Proc IEEE Comput Soc Bioinform Conf. 2003;2:148-58.
We propose two methods for finding similarities in protein structure databases. Our techniques extract feature vectors on triplets of SSEs (Secondary Structure Elements) of proteins. These feature vectors are then indexed using a multidimensional index structure. Our first technique considers the problem of finding proteins similar to a given query protein in a protein dataset. This technique quickly finds promising proteins using the index structure. These proteins are then aligned to the query protein using a popular pairwise alignment tool such as VAST. We also develop a novel statistical model to estimate the goodness of a match using the SSEs. Our second technique considers the problem of joining two protein datasets to find an all-to-all similarity. Experimental results show that our techniques improve the pruning time of VAST 3 to 3.5 times while keeping the sensitivity similar.

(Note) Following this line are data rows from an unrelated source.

PR #5430, opened 2023-01-20
Add logging & order note when WCPay subscription is suspended

### LINKED ISSUE #5429: Add logging and/or order notes when WCPay Subscriptions are suspended (paused/on hold) to help diagnose unexpectedly paused subscriptions
### Description
Some WCPay merchants are reporting that WCPay Subscriptions (Stripe Billing, offsite renewal) are pausing soon after or during renewal process. This is rare, but serious, as the subscriptions are `Active` status but not paid.

We have discovered that affected subscriptions have likely been suspended, similar to merchant or subscriber putting subscription on hold (pausing). On hold is implemented by sending a request with `pause_collection: void` to WCPay Server => Stripe, and the affected subscriptions typically show this request.

https://github.com/Automattic/woocommerce-payments/blob/a79c5a70db6bc23c52e6e248d52f9481c220e457/includes/subscriptions/class-wc-payments-subscription-service.php#L454-L463

So the goal of this issue is to log all code paths that trigger `suspend_subscription()`, and/or add order notes, to help confirm if these suspensions are triggered by an error/interaction on merchant's sites.

### Testing instructions

1. Go to '…'
2. Click on '…'
3. Scroll down to '…'
4. Observe expected behaviour

haszari:
Fixes #5429 

We've had reports that WCPay Subscriptions (Stripe Billing, offsite renewal) are pausing soon after or during renewal process. The pause is triggered by POSTing `pause_collection: void` to Stripe, which is usually sent when [a WCPay Subscription is suspended](https://github.com/Automattic/woocommerce-payments/blob/a79c5a70db6bc23c52e6e248d52f9481c220e457/includes/subscriptions/class-wc-payments-subscription-service.php#L462).

This PR adds logging and order notes to all code paths that trigger `suspend_subscription()`. These breadcrumbs will give us more clues to work out why subscriptions are getting unexpectedly suspended (in rare cases).

I've found 2 scenarios that trigger `suspend_subscription()`:

1. Admin user manually putting subscription on hold.
2. Handling of `invoice_upcoming` webhook. If the `next_payment` date is zero, subscription is suspended. 

Reviewers: 
- Let me know if there are other scenarios that we should add logging to.
- I'm not clear on when scenario 2 might occur, and if it's normal or unexpected.

##### Prerequisites
- Set up a site with WCPay onboarded. 
- Store location is USA so WCPay Subscriptions is available.
- Set up a subscription product.

##### Scenario 1 - admin user suspending subscriptions
- As a customer, purchase a subscription product.
  - You can skip this step if your store already has active subscriptions.
- As an admin, view the subscriptions list.
- Click `Suspend` link under an active subscription.
- View the subscription. 
- Confirm it has an order note indicating what triggered the suspend.

Screenshot 2023-01-23 at 1 49 49 PM

- Go to `WooCommerce > Status > Logs`. 
- View a recent WCPay log file, e.g. select `woocommerce-payments-[date]-[hash].log`, click `View`.
- Scroll or search for a log message about the suspended subscription, for example:

`2023-01-23T00:48:20+00:00 INFO Suspended WCPay Subscription because subscription status changed to on-hold. WC ID: 145 WCPay ID: sub_xxxxxxxxxxxx.`

##### Scenario 2 - subscription renewal with next payment date of `0`
TBC - I don't know how best to test this

-------------------

- [x] Covered with tests (or have a good reason not to test in description ☝️) _I don't think this is important enough functionality to enforce with automated tests, but I'm happy to add tests if reviewers think it's worthwhile_
- [x] Tested on mobile (or does not apply) _not applicable - uses standard existing UI (e.g. WC order notes)_

**Post merge**

- [x] Link to testing instructions from [release testing doc](https://github.com/Automattic/woocommerce-payments/wiki/Release-testing-instructions) following [these instructions](https://github.com/Automattic/woocommerce-payments/wiki/How-to-write-good-manual-testing-scenarios) : https://github.com/Automattic/woocommerce-payments/wiki/Release-testing-instructions-for-WC-Payments-5.4.0#add-order-notes-and-logging-when-wcpay-subscriptions-are-suspended-5430
- [x] Add or update [critical flows](https://github.com/Automattic/woocommerce-payments/wiki/Critical-flows) and [testing instructions for critical flows](https://github.com/Automattic/woocommerce-payments/wiki/Testing-instructions-for-critical-flows), if applicable. _not applicable - not a critical flow_


includes/subscriptions/class-wc-payments-subscription-service.php
```diff
@@ -451,6 +451,25 @@ public function cancel_subscription( WC_Subscription $subscription ) {
...
 
+	/**
+	 * Suspends the WCPay subscription when a WC subscription is put on-hold.
+	 *
+	 * @param WC_Subscription $subscription The WC subscription that was suspended.
+	 *
+	 * @return void
+	 */
+	public function handle_subscription_status_on_hold( WC_Subscription $subscription ) {
+		$this->suspend_subscription( $subscription );
```
haszari, line 469: I've added logging that assumes the subscription is a WCPay Subscription. However, this might not be the case, e.g. a store that has WC Subscriptions active (currently, or in the past).

Reviewer question: should we check that the subscription is a WCPay Subscription before suspending, either here or in `suspend_subscription`?

haszari: Update: I added this as an early-exit precondition - 5b744756591df43eff5573e44604727163aabfde. When I was testing I `Suspend`ed a regular tokenised subscription, and the MIA WCPay ID broke the logging.

So that's a behaviour change, but maybe a good thing.

haszari:
Tagging @james-allan  for a specific review – you've up to speed on the unexpected subs pause issue. Keen for your thoughts on if these logs & order notes will help us hone in on the root cause of this rare problem.

james-allan:
> Handling of invoice_upcoming webhook. If the next_payment date is zero, subscription is suspended.
> I'm not clear on when scenario 2 [above] might occur, and if it's normal or unexpected.

This is a backstop of sorts. If Stripe notify us that they are about to charge an invoice but our subscription record doesn't have a next payment date, we tell Stripe to suspend the subscription to avoid them making that charge. 

This is not expected, but may occur under desynced situations.

includes/subscriptions/class-wc-payments-subscription-service.php
james-allan: The way this worked previously was the `suspend_subscription()` function would call `update_subscription()` and that function would check if the subscription had a wcpay subscription ID. 

https://github.com/Automattic/woocommerce-payments/blob/2c22e38c0997c716909d7a9a367ee1f3363ed488/includes/subscriptions/class-wc-payments-subscription-service.php#L834-L841

This would log entries into the WC Payments logs that could trip people up thinking there was an issue or error, when in fact the subscription just wasn't a WCPay Subscription and shouldn't have gotten to that point. 

So, exiting early when the subscription isn't a wcpay subscription is a good idea. 👍 

---- 

By introducing a new function that is hooked onto `woocommerce_subscription_status_on-hold`, we'll also need to update these instances where we unhook these callbacks where we don't intend to notify Stripe of a suspension. 

This is the only time we currently do this: 
https://github.com/Automattic/woocommerce-payments/blob/68856b78e0b41f4c4c4af66b0182f656d06dc138/includes/subscriptions/class-wc-payments-subscriptions-event-handler.php#L127-L129

james-allan: Rather than have to do all this updating though, we could update `suspend_subscription()` instead and just have it exit early and add the new order notes and logs.

james-allan (changes requested):
I left a comment in line about the `handle_subscription_status_on_hold()`. 

I also had a question though. What do you think if we added a stack trace to the log entry added when a subscription is put on-hold?

One of the issues with troubleshooting these issues is that we know Stripe was told to pause the subscription, we just don't know why.

These logs as they are now would confirm that this site did send the request and confirm the timestamp that it happened, however we wouldn't understand the flow that lead to it.

What do you think?

includes/subscriptions/class-wc-payments-subscription-service.php
haszari: Thanks – that makes sense. I didn't realise the implications of the new callback; the idea was that the logging happens outside `suspend_subscription`, nearer the "action" that triggered suspension, rather than generically inside `suspend`.

However, if we add a call stack, then the generic option would give us the same info (and more), and would be lower impact on the code base too.

haszari: Just realised we won't be able to add a specific order note for status change (on-hold => suspend). Maybe that's ok, I was hoping to add individual notes for the two scenarios.

haszari: Went with the decoupled status handler, so we get the actions logged and shown in notes: e5dce3f8a4c7ad8042052af2b8df38d69fb230d1

@james-allan  let me know what you think, happy to go with generic approach if that's better overall.

james-allan: This works for me.

includes/subscriptions/class-wc-payments-subscription-service.php
```diff
@@ -452,13 +452,59 @@ public function cancel_subscription( WC_Subscription $subscription ) {
...
+
+		// Add an order note as a visible record of suspend.
+		$subscription->add_order_note( __( 'Suspended WCPay Subscription because subscription status changed to on-hold.', 'woocommerce-payments' ) );
+
+		// Log that the subscription was suspended.
+		// Include a brief stack trace to help determine where status change originated.
+		// For example, admin user action, or a code interaction with customizations.
+		$e     = new Exception();
+		$trace = $e->getTraceAsString();
+		Logger::log(
```
haszari, line 479: Might be cool to add this as a feature of `Logger` class, so anyone logging can include/append a stack trace in a standard format.

james-allan: :nod:

james-allan (approved):
This looks good to me. 

I tested the following flows:

1. Putting subscriptions on-hold from admin row actions.
2. Putting the susbcription on-hold progamatically.
3. Suspending the subscription from the customer's my account page isn't allow on WCPay subscriptions. 

In both instances I confirmed the order note was added and looking in WooCommerce > Status > Logs I can see the entry with a stack trace. 

Screen Shot 2023-01-26 at 2 15 16 pm

Screen Shot 2023-01-26 at 2 15 48 pm

I also confirmed that if you call `WC_Payments_Subscriptions::get_event_handler()->handle_invoice_upcoming( $event_body );` with a mocked event body and mocked subscription without a next payment date, I confirmed the following note is added to the subscription: 

Screen Shot 2023-01-26 at 1 56 47 pm

haszari:
Thanks @james-allan !

Looking at the `invoice.upcoming` note, I realised it was missing key info – that this is happening in webhook handler. The `next_payment` date being 0 is only part of the story.

Screen Shot 2023-01-26 at 1 56 47 pm

Added more info in 77a99c70ff5deb9dbdb48a00a410d9086f9e8fbb 

> Suspended WCPay Subscription **in invoice.upcoming webhook handler** because subscription next_payment date is 0.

我们提出了两种在蛋白质结构数据库中寻找相似性的方法。我们的技术在蛋白质的二级结构元件(SSE)三元组上提取特征向量。然后使用多维索引结构对这些特征向量进行索引。我们的第一种技术考虑在蛋白质数据集中寻找与给定查询蛋白质相似的蛋白质的问题。该技术使用索引结构快速找到有前景的蛋白质。然后使用诸如VAST之类的流行成对比对工具将这些蛋白质与查询蛋白质进行比对。我们还开发了一种新颖的统计模型,以使用SSE来估计匹配的优度。我们的第二种技术考虑合并两个蛋白质数据集以找到全对全相似性的问题。实验结果表明,我们的技术在保持灵敏度相似的同时,将VAST的剪枝时间提高了3至3.5倍。